## TASK PROMPT:
Find the line with "Nitpicking, but I" and the line with "- change Add" in the entries below; output exactly those two lines, every line between them, and no others.

## AVAILABLE RECORDS:
PR #1039, opened 2015-06-04
docs: Allowing docs to be embedded and hosted in main app.

captncraig:
An interesting idea matt had. The documentation will be hosted inside bosun itself at /docs.

I tried to update links to relative (`./whatever` instead of `/whatever`) but I may have missed some.

`go generate` compiles jekyll stuff and uses esc to make a `cmd/bosun/web/docs` package to serve statically. Dev mode is not currently implemented, and go generate is required on making changes.

[Review on Reviewable](https://reviewable.io/reviews/bosun-monitor/bosun/1039)


docs/_layouts/default.html
```diff
@@ -13,7 +13,7 @@
 		Bosun
 	</title>
 
-	<link rel="stylesheet" href="/styles/bootstrap.min.css">
+	<link rel="stylesheet" href="./styles/bootstrap.min.css">
```
mjibson: `./` should be removed

mjibson:
- Why are all the doc publish scripts being removed? We still need bosun.org.
- If this really needs esc to run, where are the esc files in this PR?
- Do we really want to make jekyll a dependency to get bosun generate to run? I don't. I already don't like that we require typescript just to run go generate.
- How will users of bosun know about this?

Code review comments aside, I feel weird about this idea. I'm not sure it's good. Rather, what problem is it solving?

captncraig:
@mjibson 
- the scripts in /docs should be superceded by scripts in /build.
- cmd/bosun/web/docs/docs.go is the esc generated file. The source (generated jekyll) is not committed.
- I agree about jekyll somewhat. Perhaps we should make it a generate on just the web/docs package so it is run seperately. 
- The main documentation link could potentially go to the local copy instead of bosun.org. I could see it either way. that way bosun.org is more for advertising than for docs for active users.

If it is too cumbersome for the build processes, I am not married to this idea. But it was a fun experiment.

PR #1040, opened 2015-06-05
build: various improvements

mjibson:
- determine git SHA automatically
- more explicit variable to trigger bosun build
- allow no GitHub access token that still builds binaries for all archs


captncraig:
Aren't all of these changes also in the solaris pr?

mjibson:
Yes, but git knows that and will only commit them once. It's a branch on a branch.

PR #1042, opened 2015-06-05
Solaris

mjibson:


build/release.sh
```diff
@@ -16,25 +17,28 @@ build()
...
-go run build/release/githubRelease.go
+build linux arm 5
+build linux arm 6
+build linux arm 7
+build solaris amd64
 
+if [ "$GITHUB_ACCESS_TOKEN" = "" ]; then
+	echo GITHUB_ACCESS_TOKEN not set: not running githubRelease.go
+else
+	export BUILD_NUMBER=`${OUTPUTDIR}bosun-linux-amd64 -version | awk '{print $3}'`
```
captncraig: I think we need to reset GOOS and GOARCH to the native defaults for go run to work here. Don''t want to run as solaris.

mjibson: I've added that to the other PR, where it belongs (since it'd be running ARM). I'll re-fork this one after that one gets merged.

PR #1044, opened 2015-06-05
scollector: httpunit collector

mjibson:


cmd/scollector/collectors/httpunit.go
```diff
@@ -0,0 +1,79 @@
...
+	collectors = append(collectors, &IntervalCollector{
+		F: func() (opentsdb.MultiDataPoint, error) {
+			return cHTTPUnit(plans)
+		},
+		name: fmt.Sprintf("c_httpunit_%s", name),
+	})
+}
+
+func cHTTPUnit(plans *httpunit.Plans) (opentsdb.MultiDataPoint, error) {
+	ch, _, err := plans.Test("", false)
```
captncraig: general api design question: What happens with errors that happen later in the check process? Do they get propagated through the result channel, or just swallowed?

cmd/scollector/collectors/httpunit.go
```diff
@@ -0,0 +1,79 @@
...
+			er = 1
+		}
+		Add(&md, "hu.error", er, tags, metadata.Gauge, metadata.Bool, "")
+		var sc = 0
+		if r.Result.Connected {
+			sc = 1
+		}
+		Add(&md, "hu.socket_connected", sc, tags, metadata.Gauge, metadata.Bool, descHTTPUnitSocketConnected)
+		switch r.Case.URL.Scheme {
+		case "http", "https":
```
captncraig: what other possibilities are there?

cmd/scollector/collectors/httpunit.go
```diff
@@ -0,0 +1,79 @@
...
+				Add(&md, "hu.cert.valid", cv, tags, metadata.Gauge, metadata.Bool, "")
+				Add(&md, "hu.cert.expires", r.Result.Resp.TLS.PeerCertificates[0].NotAfter.Unix(), tags, metadata.Gauge, metadata.Timestamp, "")
+			}
+		}
+	}
+	return md, nil
+}
+
+const (
+	descHTTPUnitError           = "1 if any error (no connection, unexpected code or text) occurred, else 0."
```
captncraig: Should we invert this condition? That way 1 is always good and 0 is always bad for hu metrics. Just a thought.

metadata/metadata.go
```diff
@@ -94,6 +94,7 @@ const (
 	StatusCode          = "status code"
 	Syscall             = "system calls"
 	Thread              = "threads"
+	Timestamp           = "timestamp"
```
captncraig: Does bosun have capabilities to alert properly on timestamps? Would we be better of reporting time remaining till expiration?

cmd/scollector/collectors/httpunit.go
mjibson: Errors during tests get sent to the results channel and the `hu.error` metric gets set to 1.

cmd/scollector/collectors/httpunit.go
mjibson: tcp, udp, ip, 4 and 6 versions of those three. But we don't yet have special things for those, hence the case.

cmd/scollector/collectors/httpunit.go
mjibson: We discussed this on a call and it was decided that (unlike status exit codes), these were closer to booleans, and so 1 means "present", hence, 1 means there was an error.

captncraig:
lgtm

metadata/metadata.go
mjibson: I think leaving as a timestamp is correct because:

1. bosun has epoch and since functions that work with timestamps
2. the thing being measured here is the expiration date of a ssl certificate, and i think the thing we want is to record exactly what's in the certificate. that is, we can record the facts, and compute what we want from that.

PR #1050, opened 2015-06-08
docker: cd to correct directory

mjibson:


captncraig:
Nitpicking, but I would prefer to do this with `WORKDIR`

mjibson:
Changed to use WORKDIR.

Also changed to use the bosun directory already cloned from the local git repo. (i.e., the `go get -d` was unneeded.)

captncraig:
LGTM

PR #1052, opened 2015-06-09
cmd/scollector: convert bools to numbers in httpunit

mjibson:


mjibson:
Other options instead of this one:

- change Add to do this itself to prevent this kind of error in the future
- have Add detect and log these problems, but not modify the data

Thoughts? I sort of favor the first one, but just a little.

elementai:
Second option is the least surprising one.

captncraig:
I would support having Add manage this for you. true/false to 1/0 seems pretty straightforward.

PR #1055, opened 2015-06-09
build: Using correct env vars

captncraig:


build/dockerRelease.sh
```diff
@@ -1,10 +1,10 @@
 #!/bin/sh
 # Must be run from $GOPATH/src/bosun.org, not the build directory.
-set -e
```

## THE ANSWER:
Nitpicking, but I would prefer to do this with `WORKDIR`

mjibson:
Changed to use WORKDIR.

Also changed to use the bosun directory already cloned from the local git repo. (i.e., the `go get -d` was unneeded.)

captncraig:
LGTM

PR #1052, opened 2015-06-09
cmd/scollector: convert bools to numbers in httpunit

mjibson:


mjibson:
Other options instead of this one:

- change Add to do this itself to prevent this kind of error in the future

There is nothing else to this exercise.